Alaska Statutes
Article 7. Administrative Adjudication.
Sec. 44.62.460. Evidence rules.

(a) Oral evidence may be taken only on oath or affirmation.
(b) Each party may
(1) call and examine witnesses;
(2) introduce exhibits;
(3) cross-examine opposing witnesses on matter relevant to the issues, even though that matter was not covered in the direct examination;
(4) impeach a witness regardless of which party first called the witness to testify; and
(5) rebut the adverse evidence.
(c) If the respondent does not testify in behalf of the respondent, the respondent may be called and examined as if under cross-examination.
(d) The hearing need not be conducted according to technical rules relating to evidence and witnesses. Relevant evidence shall be admitted if it is the sort of evidence on which responsible persons are accustomed to rely in the conduct of serious affairs, regardless of the existence of a common law or statutory rule that makes improper the admission of the evidence over objection in a civil action. Hearsay evidence may be used to supplement or explain direct evidence but is not sufficient by itself to support a finding unless it would be admissible over objection in a civil action. The rules of privilege are effective to the same extent that they are recognized in a civil action. Irrelevant and unduly repetitious evidence shall be excluded.

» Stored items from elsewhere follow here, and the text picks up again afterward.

PR #2182, opened 2022-07-31
Added livepatch check in fix_security_issue_id

### LINKED ISSUE #2181: ua fix should check if livepatch has fixed the provided cve
and provide a descriptive message if it has

dixonmyles:
## Proposed Commit Message

Adds a check of livepatch output during ua fix

Adds a subprocess call of canonical-livepatch with verbose flag
within the fix_security_issue_id method, parses the output as json,
and checks for the presence of the cve issue id in the output's fixes
property, if present.
Resolves #2181 

## Desired commit type

## Checklist

### DIFF
--- a/uaclient/messages.py
+++ b/uaclient/messages.py
@@ -74,7 +74,8 @@ SECURITY_AFFECTED_PKGS = (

(e) Unless a different standard of proof is stated in applicable law, the
(1) petitioner has the burden of proof by a preponderance of the evidence if an accusation has been filed under AS 44.62.360 or if the renewal of a right, authority, license, or privilege has been denied;
(2) respondent has the burden of proof by a preponderance of the evidence if a right, authority, license, or privilege has been initially denied or not issued.